Figure 3-7 Bulk water separation, reinjection of water and pumping

The bulk water is separated in a gravitational separator and re-injected into a reservoir with a reinjection pump. The reason for this is to avoid using energy and capacity on bringing the water to the surface. Oil, gas and potential sand is pumped with a multiphase pump topside. This can be relevant for fluid compositions with high water levels and low gas levels. 3.4.2 Gas/liquid separation and pumping of liquid (similar to the Pazflor system).

Figure 3-8 Gas/liquid separation and pumping of liquid

The gas and liquid is separated and the gas rises to the surface in a separate pipe while the liquids and potential sand is pumped topside with a multiphase pump. This solution gives the opportunity to depressurize the system in case of a shut-down to avoid forming of hydrates. This can be relevant for fluid compositions with high gas levels and low water levels where the fluids are to be transported short distances to platform or to shore. 24

3.4.3 Bulk water separation, sand-handling, re-injection of water and pumping.

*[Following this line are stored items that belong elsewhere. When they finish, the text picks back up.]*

Issue #150, opened 2022-12-22
Complex calculation is not returning value


amin-nas:
```
View:
   Column:
     children:
       - Text:
           text: ${Math.floor(device.width / 2) - ((48 * 2 + 12)/2) }
```

kmahmood74:
fixed

PR #152, opened 2022-12-22
https://github.com/EnsembleUI/ensemble/issues/150 simplified the rege…

kmahmood74:
…x so we don't have to keep modifying it. Now it should catch everything within the curly braces


kmahmood74:
unit tests are failing with my change. Ignore the pull request for now, let me fix and re-checkin for review

PR #154, opened 2022-12-24
fixed space issue

hamxa152:


lib/widget/dropdown.dart
```diff
@@ -132,6 +126,39 @@ abstract class SelectOne extends StatefulWidget with Invokable, HasController<Se
 
   }
 
+  bool isIconExist(List v)
+  {
+    bool isIcon = false;
+    for (var e in v) {
+      if (e is Map) {
+        if (e['icon'] != null) {
+          isIcon = true;
```
vusters, line 135: you'd want to return immediately to avoid more looping.

lib/widget/dropdown.dart
```diff
@@ -132,6 +126,39 @@ abstract class SelectOne extends StatefulWidget with Invokable, HasController<Se
...
+  }
+
+  void calculateIconSize(List v) {
+    List iconSize = [];
+    _controller.size = 0;
+    for (var e in v) {
+      if (e is Map) {
+        if (e['icon'] != null) {
+          if (e['icon']['size'] != null) {
+            iconSize.add(e['icon']['size']);
```
vusters, line 149: nothing big here but why not just do Math.max(currentSize, newSize) so you don't mess with adding/removing array items?

lib/widget/dropdown.dart
```diff
@@ -210,14 +238,25 @@ class SelectOneState extends FormFieldWidgetState<SelectOne> {
     if (items != null) {
       results = [];
       for (SelectOneItem item in items) {
-        item.icon != null
-            ? results.add(
+        item.isIcon != null || item.isIcon == true
```
vusters, line 241: "item.isIcon == true" requires no need for null check

lib/widget/dropdown.dart
```diff
@@ -210,14 +238,25 @@ class SelectOneState extends FormFieldWidgetState<SelectOne> {
...
               children: [
-                iconframework.Icon.fromModel(item.icon!),
-                const SizedBox(
-                  width: 10.0,
+                item.icon != null
+                    ? iconframework.Icon.fromModel(item.icon!)
+                    : SizedBox(
+                  width: widget._controller.size.toDouble(),
+                ),
+                SizedBox(
```
vusters, line 252: This logic is long and hard to understand. Can you assign it to a variable called 'gap' and add the variable instead?

lib/widget/dropdown.dart
```diff
@@ -210,14 +238,25 @@ class SelectOneState extends FormFieldWidgetState<SelectOne> {
...
+                  width: item.icon != null
+                      ? item.icon!.size != null
+                      ? item.icon!.size == widget._controller.size
+                      ? 10
+                      : checkDifference(item.icon!.size!)
+                      : widget._controller.size.toDouble() + 10.0
```
vusters, line 258: Is this correct? The icon still have a size even if the size is not set right?

hamxa152: yes this logic is correct

lib/widget/dropdown.dart
hamxa152: okay

lib/widget/dropdown.dart
hamxa152: basically 1st is check icon exist or not in all array than is exist than is check how many time icon size are exist in array that 's why i added all icon sizes in are and find max value

lib/widget/dropdown.dart
hamxa152: done

lib/widget/dropdown.dart
hamxa152: I can added sizedbox here and sized box width is 10 because is icon added than add space between icon and text that's why i added 10.0 space between us

lib/widget/dropdown.dart
```diff
@@ -141,7 +141,7 @@ abstract class SelectOne extends StatefulWidget with Invokable, HasController<Se
 
   void calculateIconSize(List v) {
     List iconSize = [];
-    _controller.size = 0;
```
vusters: This is not what I meant. This variable is the 'iconWidth' so it should be named similar to that.

lib/widget/dropdown.dart
vusters: I meant the 2nd Sizebox (starting line 252) is the gap.

lib/widget/dropdown.dart
```diff
@@ -247,15 +247,15 @@ class SelectOneState extends FormFieldWidgetState<SelectOne> {
                 item.icon != null
                     ? iconframework.Icon.fromModel(item.icon!)
                     : SizedBox(
-                  width: widget._controller.size.toDouble(),
+                  width: widget._controller.gap.toDouble(),
```
vusters, line 250: please see above (this is not the gap)

lib/widget/dropdown.dart
```diff
@@ -247,15 +247,15 @@ class SelectOneState extends FormFieldWidgetState<SelectOne> {
...
                 ),
                 SizedBox(
                   width: item.icon != null
                       ? item.icon!.size != null
-                      ? item.icon!.size == widget._controller.size
+                      ? item.icon!.size == widget._controller.gap
                       ? 10
                       : checkDifference(item.icon!.size!)
-                      : widget._controller.size.toDouble() + 10.0
+                      : widget._controller.gap.toDouble() + 10.0
```
vusters, line 258: this logic runs when the icon size is not specified, so shouldn't it just be 10 pixels only? since the 1st SizeBox above already account for the empty icon space.

lib/widget/dropdown.dart
hamxa152: I used that sizedbox because icon is existing in list but there's no icon in that object so it can give gap between them and the next size box is giving space between icon and text that’s why it’s necessary to use both to keep it aligned

lib/widget/dropdown.dart
hamxa152: @vusters Basically I’m using first SizedBox with that icon because if icon exist in that list then give it specific gap and the second SizedBox is for if icon is available in list and it’s size is available or not available then it can give gap between text and icon

lib/widget/dropdown.dart
hamxa152: List created for icon size is for calculating maximum size and if i do this directly then function will render

PR #159, opened 2023-01-10
autocomplete and dropdown updated code

Moeez1999:


lib/widget/form_helper.dart
```diff
@@ -13,17 +12,30 @@ import 'package:flutter/material.dart';
...
+  double? enabledBoderRadius;
+  TextStyle? hintStyle = EnsembleTheme.body2;
+  TextStyle? labelStyle = EnsembleTheme.body2;
+  double? focusedBoderRadius;
 
   @override
   Map<String, Function> getBaseGetters() {
     Map<String, Function> getters = super.getBaseGetters();
     getters.addAll({
+      'autoComplete': () => autoComplete,
```
vusters, line 38: This is the wrong place. AutoComplete only make sense on dropdown. Why put it into the FormFieldController, which is the base controller for all form widgets?

lib/widget/dropdown.dart
```diff
@@ -182,70 +212,194 @@ class SelectOneState extends FormFieldWidgetState<SelectOne> {
     }
   }
 
-
-
   @override
   Widget buildWidget(BuildContext context) {
-    if (widget.getType() == SelectOneType.dropdown) {
+    if (widget._controller.autoComplete == false &&
+        widget.getType() == SelectOneType.dropdown) {
```
vusters, line 218: need consistency checking if the widget is of type SelectOneType.dropdown. You should put the if check, then inside branch whether it's an AutoComplete or simle Dropdown.

Either that or just remove the SelectOneType check. Whoever implements another SelectOne widget will have to refactor this code anyway

vusters (commented):
Please squash the commits and re-upload "all" files without reformatting.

Figure 3-9 Bulk water separation, sand-handling, re-injection of water and pumping

This is a simplified version of the solution used for the Tordis project. The solution is similar to the one in alternative 1, but in this case sand-handling is used. There will always be sand in the flow from the reservoir, and it will accumulate in the separator. Depending on the amount, a desander may be necessary to obtain optimal separation and to avoid clogging. In addition, separating sand protects the pumps from sand erosion causing them to fail and therefore requiring replacement. From the first separator sand is flushed into a sand tank, water is separated from the sand and injected into the water re-injection pipe upstream the re-injection pump. The sand is flushed to the water re-injection line downstream the water re-injection pump (Alt. 1 Figure 3-9) or into the gas/oil flowline downstream the multiphase pump (Alt.2 Figure 3-9).The first alternative gets rid of the sand, and there will be no need to occupy capacity or time bringing sand to the surface and separating it for a second time. On some occasions it will not be possible to re-inject sand into a reservoir (depending on the reservoir content and form), or it will not be economically beneficial. In this case the second alternative is chosen. The benefits of this solution are that the sand is removed from the bulk water removal separator and that the pumps are protected when sand is injected downstream the pumps in the system. This separation process can be relevant for fluid compositions with high water and sand levels and low gas levels.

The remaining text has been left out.